A także handlem pralkami czy lodówkami.
Przypominam też, że pod koniec lat 80 za kupienie bułeczek w jednym
mieście i sprzedaż w drugim z zyskiem dostało się wyrok za "spekulacje".
Zastanawiam się nieraz, co trzeba mieć w bani, żeby uważać ten obóz
koncentracyjny pod nazwą PRL za "dobre czasy"...
sundayman
Guest
Wed Sep 07, 2016 10:12 pm
W ogóle, uważam że w szkole powinno być obowiązkowe oglądanie kronik
filmowych z PRL.
https://www.youtube.com/watch?v=zbGOUUGz44s
Zwłaszcza, że dzisiejsza TVP coraz bardziej przypomina mi te obrazki.

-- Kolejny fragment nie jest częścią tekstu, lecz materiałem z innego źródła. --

Issue #48, opened 2016-01-07
Rename rampUp/Down to setup/teardown


niklas-arm:
See https://github.com/ARMmbed/htrun/issues/41#issuecomment-165783839
and also https://github.com/ARMmbed/mbed-clitest/pull/207.

0xc0170:
+1 to have unified naming for these functions

PrzemekWirkus:
@stegut01 Please implement this simple issue! :)

ciarmcom:
ARM Internal Ref: IOTSYST-740

PrzemekWirkus:
We've merged this change already. We will release soon so you will be able to change your pending PRs using setup/teardown.

BTW, we still didn't make setup->test->teardown robust so it might not work as expected.

PrzemekWirkus:
I will close this because issue is about renaming not actually making teardown() work.

PR #50, opened 2016-01-08
[issue 48] Rename rampUp/Down to setup/teardown

stegut01:
Fixes issue #48

### DIFF
--- a/mbed_host_tests/__init__.py
+++ b/mbed_host_tests/__init__.py
@@ -393,16 +393,16 @@ class DefaultTestSelector(DefaultTestSelectorBase):
         # Read serial and wait for binary execution end
         try:
             self.test_supervisor = get_host_test("run_binary_auto")
-            # Call to rampUp if function is implemented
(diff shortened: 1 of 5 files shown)


0xc0170:
One question , I noticed all functions in this module are using lower case names, why rumpUp and Down are an exception? now setUp/tearDown. I assume it's to be aligned with other tools (I noticed in cli test they use camel case for functions). Which makes a question of if this compatibility makes sense (adding new API will follow which one?), either to use one or another?

PrzemekWirkus:
Like I said, rampUp/rampDown was "copied" from Jussi's framework and names there were camel case.
We will align with module's (Pythonic) coding styles.

PrzemekWirkus:
@stegut01 Stefan, please rename ```tearDown``` to ```teardown```, see [coding styles](https://github.com/ARMmbed/greentea/blob/master/docs/CONTRIBUTING.md#naming) for our tools.

PrzemekWirkus:
+1

0xc0170:
:clap:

Sukcesy rządu i walka z wrogiem klasowym. Ach, przepraszam, dzisiaj to
się nazywa "gorszy sort"...
sundayman
Guest
Wed Sep 07, 2016 10:18 pm
W dniu 08.09.2016 o 00:13, Zenek Kapelinder pisze:
Quote:
Klamiesz.Dlaczego lzesz jak bardzo stara indianka?
Dlaczego jesteś debilem ?
Quote:
Byly na bardzo przyzwoitym poziomie jak na tamte czasy. Jedzenie bylo dobre. Pokoje nieduze ale czyste. Jak kurwa bym nie byl kilka razy na takich wczasach to moze bym uwierzyl.

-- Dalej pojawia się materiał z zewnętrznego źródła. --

PR #54, opened 2016-01-12
Aborting mechanism when parent process wants to stop mbedhtrun

mazimkhan:
Fix for issue https://github.com/ARMmbed/greentea/issues/48

Changes:
 - Added a stdin monitoring thread
 - Aborting selector when stdin is closed.
 - Check for abort at different steps of execution.
 - Selector aborts test case.
 - Added new based class method abort().

Creating PR for feedback from issue creator. Unit tests will be added soon.

This PR is complimentary to https://github.com/ARMmbed/greentea/pull/63 (they should come at the same time in release.

### DIFF
--- a/mbed_host_tests/__init__.py
+++ b/mbed_host_tests/__init__.py
@@ -512,12 +512,9 @@ class DefaultTestSelector(DefaultTestSelectorBase):
         self.notify("HOST: Aborted by parent process!")
         self.aborted = True
         try:
-            if self.test_supervisor is not None and 'abort' in dir(self.test_supervisor) and \
-                    callable(getattr(self.test_supervisor, 'abort')):
-                self.test_supervisor.abort()
+            self.test_supervisor.rampDown()
         finally:
-            pass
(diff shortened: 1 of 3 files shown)


autopulated:
From some experience trying to do things like this cleanly: the handling of file polling can vary substantially between platforms, so it's worth double-checking that this works as intended across windows, mac and linux!

mazimkhan:
@autopulated thanks for reminding. I have cross platform testing in mind. This PR is more for @0xc0170 to test in his environment. 
I aware that read may break for EAGAIN and EINTR on Linux. Havn't used mac ever. Any specific things I should be careful about?

PrzemekWirkus:
@mazimkhan BTW, we've replaced rampUp/rampDown with setup/teardown.

mazimkhan:
@PrzemekWirkus @stegut01   please review this PR as well.

PrzemekWirkus:
I will review it today! :)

Tak się składa, że też byłem. Mam dziś prawie 50 lat, więc pamiętam
wystarczająco dobrze. Może dla ciebie jest poziom satysfakcjonujący. Ale
to twój problem.
Quote:
Ale bylem i twierdze ze jestes klamca.
A ja twierdzę, że jesteś jak powyżej napisałem.
Quote:
Jak by tutaj byl jakis gornik, hutnik, nauczyciel, pracownik elektrowni albo gazowni co w tamtych czasach jezdzil na wczasy z zakladu to by cie smiechem zajebal.

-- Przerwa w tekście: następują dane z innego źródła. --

Issue #56, opened 2016-01-13
pySerial 3.0.1 version breaks unit tests


PrzemekWirkus:
We falsely assumed pySerial will have 3.x version numbers.
* Time to update pySerial detection function and unit test to guard it.
```
======================================================================
FAIL: test_pyserial_version_as_float (test.host_test_plugins.HostOSDetectionTestCase)
----------------------------------------------------------------------
Traceback (most recent call last):
  File "c:\work\pypi\htrun\test\host_test_plugins.py", line 61, in test_pyserial_version_as_float
    self.assertTrue(self.re_float.findall(pyserial_version))
AssertionError: [] is not true

----------------------------------------------------------------------
Ran 22 tests in 0.034s
```

ciarmcom:
ARM Internal Ref: IOTSYST-759

PR #57, opened 2016-01-13
Add better detection of pySerial 3.x.y libraries

PrzemekWirkus:
Fix for https://github.com/ARMmbed/htrun/issues/56.

We falsely assumed pySerial will have 3.x version numbers. So it was parsed to float, now with 3.0.1 version we got into trouble.
This PR tries to fix that...

### DIFF
--- a/mbed_host_tests/host_tests/default_auto.py
+++ b/mbed_host_tests/host_tests/default_auto.py
@@ -35,8 +35,8 @@ class DefaultAuto(BaseHostTest):
 
                 line += c
                 if '\n' in line:
-                    if '{end}' in line:
-                        return None # Run executable end
+                    #if '{end}' in line:
+                    #    return None # Run executable end
                     i = line.index('\n')
                     line = line[i:]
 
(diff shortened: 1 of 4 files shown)


0xc0170:
Why are we keeping both 2x and 3.x in this module?

What's the benefit of having this code in, besides that it's compatible with both. Is it worth staying with 2.x for our future releases?
```
         if self.is_pyserial_v3:
-            return self.__safe_sendBreak_v3_0(serial)
+            return self._safe_sendBreak_v3_0(serial)
-        return self.__safe_sendBreak_v2_7(serial)
+        return self._safe_sendBreak_v2_7(serial)
```

PrzemekWirkus:
@0xc0170 It is for backward compatibility, because we have some CI machines with pySerial 2.7 installed and we do not want also used who are dependant on 2.7 or 3.0 to choose from one or migrate to virtual env.

So this will be removed in the future, is added now as temporary thin. Because pySerial 3.0 is a new implementation. We want to give people time to migrate when they want.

Mój ojciec był prostym robotnikiem w dużym zakładzie (FSO). Więc daruj
sobie to pierdolamento. Opowiadaj dzieciom, jak fajnie było w PRL.
sundayman
Guest
Wed Sep 07, 2016 10:30 pm
Quote:
Mój ojciec był prostym robotnikiem w dużym zakładzie (FSO). Więc daruj
sobie to pierdolamento. Opowiadaj dzieciom, jak fajnie było w PRL.
I dodam - można by szukać dobrych stron PRL, mówiąc np. że mój
ojciec-robotnik, nie w PZPR (proponowali mu, ale odmówił) mógł sobie
niby pozwolić, żeby żona nie pracowała. Więc matkę zawsze miałem w domu.
Dziś pracuję i ja i żona. Więc "niby" takiej wygody nie mam.
Tylko, że prawda jest taka, że gdyby się zgodzić na taki poziom życia
jak w PRL - czyli syf i nędzą, to przecież mógłbym spokojnie.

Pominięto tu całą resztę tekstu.